We can manipulate the GPU, create MIG instances and change between MIG and time-sliced modes, but we can’t virtualize them because we don’t have virtual functions.
The directory /sys/class/mdevbus doesn’t exists so there is no mediated devices.
Looks like virtio module is not loaded in the kernel. In fact I think it’s not installed at all but I don’t know how to install it nor even if it is possible.

Result of the test: FAIL.

Test 4. Driver for RHEL 7.9

XCP-ng is based on CentOS 7.5: https://xcp-ng.org/docs/release-8-2.html
Looking in the Nvidia licensing portal there is a driver for RHEL 7.9. This is the closest driver to XCP-ng version so let’s try it.

Install driver

# yum install NVIDIA-vGPU-rhel-7.9-525.105.14.x86_64.rpm

Reboot
lsmod |grep nvidia
No output.
lsmod |grep vfio
No output.
dmesg |grep nvidia
No output.
nvidia-smi

Error: NVIDIA-SMI has failed because it couldn't communicate with the NVIDIA driver. Make sure that the latest NVIDIA driver is installed and running

Looks very bad for now. Let’s check XCP-ng Center:
Surprise! In the GPU tab we can see the vGPU types, named by its subsystem id (“Device <hex_number>”). All this vGPU types correspond to the MIG types and time-sliced types supported by the A100.
If we navigate the file system to /usr/share/nvidia/vgpu/ there is a xml file called vgpuConfig.xml in which we can found the mappings between the hex subsystem ids and the names of the profiles. For example, the id 1591 corresponds to the profile GRID A100D-1-10C.
If we list supported vGPU types with the xen command we can see all of them and its uuids:
xe pgpu-param-list uuid=<uuid-of-your-pgpu>
Ok. Let’s try to create a virtual machine and assign one of this vGPU to it:

Internal error: Can’t rebind PCI 0000:81:00.0 driver

I think XCP-ng is trying to assign the vGPU using the PCI ID of the whole card, not the PCI ID of the vGPU, wich makes sense because we still don’t have virtual functions nor mdev devices.
At this time the vGPUs detected by XCP-ng Center don’t work and the Nvidia driver is not loaded so we are stuck.

Result of the test: FAIL.

Test 5. From the end of test 4, go back to test 3 (Citrix driver) and try to get a hybrid.

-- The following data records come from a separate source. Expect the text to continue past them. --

Issue #830, opened 2026-08-26
Where to put schemas, loaders, and validators


nadahlberg:
Following up on discussion [here](https://github.com/freelawproject/litigant-portal/pull/829#issuecomment-5427753920), something for us to chat about Friday @nicolearagao @mitch-mitchel:

## Brief recap of the discussion on PR 829

- #813 put validation logic, pydantic models, and file loading helpers for the corpus in `corpus/selectors.py`
- #829 added a shared variable value validation method to `services/topic_flow.py`, which due to the corpus validation placement, forced a services > selectors import.
- Selectors are probably more appropriately scoped as a place for "read only DB queries" rather than merely any "read only helper"
- The old topic flow engine puts validation, schemas, and loaders in a `topic_flow` module at the root of our app.

## What should we do about it?

Should we mirror the `topic_flow` module with a `corpus` module? I would push back on a few counts:

1. The `topic_flow` module pre-dates the other patterns established in this repo, and I don't love how it inverts the `{function}/{domain}` namespace pattern we use everywhere else.
2. IMO the `topic_flow` module will likely dissolve as we refactor the topic flow page to be derived from model data. Most of the submodules include methods that *do* belong in the topic flow services and selectors. The loaders, validators, schemas, and session-based answer store will go away once the topic flow page pulls from models, as these are based on the old hard-coded schemas in `content` now replaced by `corpus`. All that leaves is the renderer -- which I think we should discuss whether we want to keep given that its asymmetric with how we render other templates and I'm not sure why.

My vote would be to add new app-level modules for loaders, validators, and schemas (maybe validators and schemas go together?) and adopt the same domain-based namespacing. I.e. something like:

```
loaders/corpus.py
validators/corpus.py
... and so on ...
```

Import constraint could become something like: 
validators > loaders > selectors > services >  endpoints/views
models > selectors > services > endpoints/views

Something for us to chat about.

nadahlberg:
actually agents runs into this problem too. The agent schemas are defined in `agents/schemas` but these are imported into models for the json schema validated field for `ChatMessage`. 

Most of the logic in agents has already moved to the `chat_engine` services, selectors, and views. Maybe `agents` no longer deserves to be its own package-level module.

if we moved `tools` and `agents` under `app`, a clean path for everything could be:

validators > loaders > models > selectors > services > tools > agents > endpoints/views

PR #832, opened 2026-08-26
Assistant can activate a guided topic flow

### LINKED ISSUE #831: Assistant can activate a guided topic flow

The assistant and the guided topic flows are disconnected. The corpus pipeline syncs flows into the database and the flow pages render them, but the chat assistant has no awareness that they exist: it cannot tell a user "there is a step-by-step guide for exactly your situation," cannot ground its answers in the flow's court-specific content (deadlines, forms, local process), and has no per-thread notion of which flow a conversation is about for other surfaces to build on.

Give the assistant an active topic flow, set by the agent itself.

- LoadTopicFlow tool: takes a topic-slug/flow-slug path, validates it against enabled flows, stores it as active_topic_flow in thread state, and returns the flow's full content graph as markdown (sections, deadlines, form packet, interview variables, links) so the model grounds later answers in it. Unknown or disabled paths return an error listing the valid paths.
- System prompt lists the available flows and instructs the assistant to load one as soon as the user's situation matches. The prompt deliberately omits the active flow: it varies only with the shared enabled-flow list, never per-thread state, so all threads reuse one cached prompt artifact. The active flow reaches the model through the tool result in history instead.
- Prompt assembly moves to a PROMPT_TEMPLATE with one injection slot per section and a builder function per section, so the prompt can grow without generate_system_prompt accreting logic.
- New engine lifecycle hook, Agent.prepare_thread(thread_id): called once per user message before the message is stored or the first model call. The assistant uses it to clear a stale active flow (state stores a slug path, not a foreign key, so a synced corpus can rename, disable, or delete the flow out from under it). Documented in AGENT_DEV_GUIDE.
- Data layer: topic_flow_list and topic_flow_find selectors (enabled flows, content graph prefetched).

Known follow-up, deliberately out of scope: the agents-package import constraint that forces function-body imports (#830).

_No response_

nadahlberg:
## What changed

Gives the assistant an active topic flow, set by the agent itself. Closes #831.

- **LoadTopicFlow tool** — takes a topic-slug/flow-slug path, validates it against enabled flows, stores it as `active_topic_flow` in thread state, and returns the flow's full content graph as markdown (sections, deadlines, form packet, interview variables, links). Unknown or disabled paths return an error listing the valid paths.
- **System prompt lists the available flows** via a `PROMPT_TEMPLATE` with one injection slot and one builder function per section, so the prompt can grow without `generate_system_prompt` accreting logic.
- **`Agent.prepare_thread(thread_id)` engine hook** — called once per user message, after the thread is resolved and before the message is stored or the first model call. Default no-op; documented in AGENT_DEV_GUIDE. The assistant uses it to clear a stale active flow.
- **Selectors** — `topic_flow_list` and `topic_flow_find` (enabled flows, content graph prefetched).
- **CLAUDE.md** — adds the `corpus` domain to the data-layer table (tack-on).

## Decisions recorded

- **The system prompt omits the active flow.** It varies only with the shared enabled-flow list, never per-thread state, so all threads reuse one cached prompt artifact; a test pins the prompt as byte-identical with and without an active flow. The active flow reaches the model through the tool result in history, and the tool does not set `refresh_system_prompt`.
- **State stores a slug path, not a foreign key**, so a corpus sync can rename, disable, or delete the flow out from under it. `prepare_thread` clears a stale path on every user message; validation reuses the flow list, costing no extra query when no flow is active.
- **State writes are dict merges**, preserving unrelated keys.
- **Strict path parsing.** A pasted listing line errors with the valid paths listed, and the model self-corrects on retry; the argument description and prompt both spell out the path-only format.
-  **Model imports are nested**, a temporary bandaid to the circular imports that would result from `ChatThead` depending on `MessageSchema`. We can fix this once we find a better place for Pydantic schemas (see #830)

## Test plan

- [x] 19 new tests (tool, selectors, markdown, prompt, hook semantics, engine-loop hook ordering); fast-suite portion green, `postgres`-marked portion needs `make test`
- [x] ruff check/format clean; rebased onto #829 with the selector conflict resolved additively

---

### DIFF
--- a/litigant_portal/agents/assistant.py
+++ b/litigant_portal/agents/assistant.py
@@ -1,3 +1,5 @@
+from django.db import transaction
+
 from .base import Agent, AgentState
 from .tools.load_topic_flow import LoadTopicFlow, topic_flow_path
 from .tools.query_document import QueryDocument
@@ -71,13 +73,14 @@ class LitigantAssistant(Agent):
         from litigant_portal.app.models import ChatThread
         from litigant_portal.app.selectors.topic_flow import topic_flow_list
 
-        thread = ChatThread.objects.get(id=thread_id)
-        active = (thread.state or {}).get("active_topic_flow")
-        if active and active not in {
-            topic_flow_path(f) for f in topic_flow_list()
-        }:
-            thread.state = {**thread.state, "active_topic_flow": None}
-            thread.save(update_fields=["state", "updated_at"])
+        with transaction.atomic():
+            thread = ChatThread.objects.select_for_update().get(id=thread_id)
+            active = (thread.state or {}).get("active_topic_flow")
+            if active and active not in {
+                topic_flow_path(f) for f in topic_flow_list()
+            }:
+                thread.state = {**thread.state, "active_topic_flow": None}
+                thread.save(update_fields=["state", "updated_at"])
 
     def generate_system_prompt(self, *, thread_id) -> str:
         """Each prompt piece injected into PROMPT_TEMPLATE."""
--- a/litigant_portal/agents/assistant.py
+++ b/litigant_portal/agents/assistant.py
@@ -84,7 +84,14 @@ class LitigantAssistant(Agent):
         chat_thread_state_merge(thread_id=thread_id, updates=clear_if_stale)
 
     def generate_system_prompt(self, *, thread_id) -> str:
-        """Each prompt piece injected into PROMPT_TEMPLATE."""
+        """Each prompt piece injected into PROMPT_TEMPLATE.
+
+        The active topic flow is deliberately absent: the model learns it
+        from the LoadTopicFlow result in history, which only works while
+        the engine sends the full history. When we add automatic compaction,
+        we'll need to account for the active topic flow data being dropped from
+        history.
+        """
         return PROMPT_TEMPLATE.format(
             base=BASE_PROMPT,
             topic_flows=generate_topic_flows_prompt(),
--- a/litigant_portal/agents/assistant.py
+++ b/litigant_portal/agents/assistant.py
@@ -1,4 +1,5 @@
-from .base import Agent
+from .base import Agent, AgentState
+from .tools.load_topic_flow import LoadTopicFlow, topic_flow_path
 from .tools.query_document import QueryDocument
 
 BASE_PROMPT = """\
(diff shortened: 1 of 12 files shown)


nadahlberg:
Claude review addressed: Added `transactions.atomic` to address the read > edit > write issues and added `thread.refresh_from_db` before the `state` SSE is emitted in the stream.

litigant_portal/agents/tools/load_topic_flow.py
```diff
@@ -0,0 +1,146 @@
...
+            )
+            return ToolOutput(
+                result=(
+                    f"Error: no topic flow named '{self.topic_flow}'. "
+                    f"Available flows: {available}."
+                )
+            )
+
+        with transaction.atomic():
+            thread = ChatThread.objects.select_for_update().get(id=thread_id)
```
nicolearagao: This lock (and the one in prepare_thread) only works if every writer takes it. check_weather.py:23-28 still reads thread.state, changes it, and saves it with no lock. Its save() waits for the lock, but it already read the old value before waiting, so it can still overwrite a change made by a locked writer.

Suggestion, not a blocker: this merge-under-lock pattern now exists in two places, and a third (check_weather.py) forgot the lock. What about one service that does it for everyone?

```
# services/chat_engine.py
def chat_thread_state_merge(*, thread_id, updates: dict) -> dict:
    with transaction.atomic():
        thread = ChatThread.objects.select_for_update().get(id=thread_id)
        thread.state = {**(thread.state or {}), **updates}
        thread.save(update_fields=["state", "updated_at"])
        return thread.state
```

Then each tool calls it in one line, nobody can forget the lock, and it follows the repo rule that writes go through services (right now the tools write to ChatThread directly). This matters more soon: the v2 plan adds more state-writing tools, and each one would copy this pattern again. Fine as a follow-up issue if you'd rather keep this PR small.

litigant_portal/app/selectors/topic_flow.py
```diff
@@ -18,6 +18,35 @@ def topic_get(*, topic_id) -> Topic:
...
+def topic_flow_list() -> list[TopicFlow]:
+    """Enabled flows with their topics, in topic order then flow order."""
+    return list(
+        TopicFlow.objects.filter(enabled=True)
+        .select_related("topic")
+        .order_by("topic__order", "topic__created_at", "order", "created_at")
+    )
+
+
+def topic_flow_find(*, topic_slug: str, flow_slug: str) -> TopicFlow | None:
```
nicolearagao, line 30: Nice distinction. Can we note it somewhere (or in the docstring) that _get raises and _find returns None, so the next selector picks the right verb on purpose?

litigant_portal/agents/assistant.py
```diff
@@ -12,11 +15,76 @@
...
+        with transaction.atomic():
+            thread = ChatThread.objects.select_for_update().get(id=thread_id)
+            active = (thread.state or {}).get("active_topic_flow")
+            if active and active not in {
+                topic_flow_path(f) for f in topic_flow_list()
+            }:
+                thread.state = {**thread.state, "active_topic_flow": None}
+                thread.save(update_fields=["state", "updated_at"])
 
     def generate_system_prompt(self, *, thread_id) -> str:
```
nicolearagao, line 86: The PR body explains why the active flow is not in the prompt: the model gets it from the tool result in history. That works because we always send the full history (_messages_for_llm never trims it). But that condition only lives in the PR description. If someone later adds history trimming or summarization, the active flow silently drops out of the model's context and no test fails.

Could you add one sentence here saying the design depends on full history always being sent?

litigant_portal/app/tests/test_assistant_topic_flow.py
```diff
@@ -0,0 +1,258 @@
...
+
+    def test_malformed_paths_return_none(self):
+        _eviction_flow()
+        for path in ("eviction", "eviction/", "/tenant", ""):
+            self.assertIsNone(topic_flow_from_path(path))
+
+
+@pytest.mark.postgres
+class TopicFlowMarkdownTests(TestCase):
+    def test_markdown_covers_the_flow_content_graph(self):
```
nicolearagao, line 103: This covers the content graph well, but two branches of topic_flow_markdown never render in any test:

The asked_when line: no test variable has a gate, so (asked when X = ...) is never produced.
A form condition with a variable: the only form here is always included, so the (included when ... equals ...) line is never produced.

nicolearagao (changes requested):
Looks really good, only must from comments is test coverage.

litigant_portal/app/selectors/topic_flow.py
nadahlberg: Added a line to claude.md

litigant_portal/agents/assistant.py
nadahlberg: Added a note to the docstring of generate system prompt. We plan to add automatic compaction, where a flagged summary message will be injected into a thread, after which the history is loaded only from that point. So we'll run into the scenario you're describing and need to deal with it.

litigant_portal/agents/tools/load_topic_flow.py
nadahlberg: Added. One tweak: when we check for a stale active_topic_flow, reading the state before calling this would reintroduce the race condition transaction.atomic was trying to protect against. To address I allowed `updates` to be a dict or callable, so you can pass the reading logic to `chat_thread_state_merge` so it happens under the same transaction.

nicolearagao: accepting a dict or a callable is a great idea!!

nicolearagao (approved):
nice!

We are at the end of test 4, vGPU types are in XCP-ng Center and the driver can’t load. Well, lets install the Citrix driver over the RHEL driver and see what happens.

Install driver
yum install NVIDIA-vGPU-CitrixHypervisor-8.2-525.105.14.x86_64.rpm
Error. Yum complains about transaction check errors with some packet conflicts.
We have to uninstall first the RHEL driver. Ok, nothing to lose right now, so here we go.

# yum remove NVIDIA-vGPU-rhel.x86_64
# yum install NVIDIA-vGPU-CitrixHypervisor-8.2-525.105.14.x86_64.rpm

Reboot
The vGPU profiles have gone from XCP-ng Center. We are at the same point as in the test 3.

Result of the test: FAIL.

olivierlambert

Adding @andSmv in the loop, some of this is somehow familiar

@Dani could you experiment with Citrix Hypervisor and see if it works as it should?

Dani

@splastunov
The license server is needed for the virtual machines to work, but the host driver has to work first. Once you have setup the hypervisor with the driver then you have to deploy the license server, wich can run in a virtual machine in the same hypervisor, and then bind the virtual machines with it using some tokens (is a complicated process, by the way. I think Nvidia made it too difficult).

I've spent almost two days with this, so maybe trees don't let me see the forest

splastunov

Do you have vgpu binary file at /usr/lib64/xen/bin/vgpu?

Dani

@olivierlambert I don't have a commercial license of Citrix and I don't know if exists an evaluation one.
Tomorrow I'll try to get some time and install Citrix 8.2 Express, wich is free, but they say vGPU are only available in Premium edition. We'll see.

olivierlambert

@Dani when you have the express version installed, please contact me in the chat, I might be able to help you on that

Dani

@splastunov Yes I do, but it doesn't work
04 binario vgpu instalado.png

splastunov

@Dani Strange. Is it executable? Did you tried to follow step by step my instruction to make vGPU work?

Dani

@splastunov Yes, your steps are the same as I did but I can see some differences.
The big thing is you can see Nvidia GRID vGPU types in XCP-ng center but I can't.
I have two scenarios:

With Citrix drivers I don't have vGPU types in XCP-ng center, so I can't assign them to virtual machines.
With RHEL drivers XCP-ng center shows vGPU types (with hex names, no commercial names) but the Nvidia driver doesn't load (no nvidia-smi). If I try to assign one of the vGPUs to a virtual machine it won't start throwing the error "can't rebind 0000:81:00.0 driver", wich is the PCI id of the whole card, not the virtual GPU.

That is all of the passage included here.